If you want to use your own data or process the raw CAIDA traces, follow these steps.

1. Raw CAIDA Dataset (`caida_org`)

The project requires the raw CAIDA "equinix-nyc" traces.

Request Access: First, you must apply for access to the CAIDA dataset.
Download: You can download the datasets (e.g., caida2016, caida2018) from the CAIDA Data Portal.
Placement: After downloading, place the raw PCAP files into the 64_64_counter_time/caida_org_exp/caida_org/ directory.

2. Hot Elements Dataset (`EL`)

The EL dataset contains the "hot part" (heavy hitters) of the network traffic, extracted using the Elastic Sketch method.

Generation: You need to generate this dataset yourself from the same CAIDA traces used for caida_org.
Method: The generation is based on the following paper:

Tong Yang, Jie Jiang, Peng Liu, Qun Huang, Junzhi Gong, Yang Zhou, Rui Miao, Xiaoming Li, and Steve Uhlig. 2018. Elastic sketch: Adaptive and fast network wide measurements. in ACM SIGCOMM (2018).
Placement: Place the generated EL files into the 64_64_counter_time/caida_org_exp/EL/ directory. The run.sh script includes the logic to process these raw datasets and generate the necessary files for training and evaluation.

Visualizing Results

The plot.py script is used to generate plots from the evaluation results.
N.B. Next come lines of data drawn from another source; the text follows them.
PR #978, opened 2023-10-10
Remove deprecated OpenJPEG struct member

kmilos:
See https://github.com/uclouvain/openjpeg/pull/1383


farindk:
Right, makes sense.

You must manually configure it to match the output files generated by run.sh.

After running bash run.sh, check the output directory or the script's log to find the names of the generated prediction files (e.g., preds_0.034962, preds_0.089646).

Open plot.py and modify the following section with your specific values:

# --- Modify this section to visualize your results ---
comb_name = 1
model_name = 'ViT'
train_num = 2
if comb_name == 1:
    # Update these values based on the prediction files generated by your experiment
    value1 = 'preds_0.034962' 
    value2 = 'preds_0.089646'
    
    value1 = value1.replace('preds_', '')
    value2 = value2.replace('preds_', '')
    
    main(comb_name, model_name, train_num, value1, value2)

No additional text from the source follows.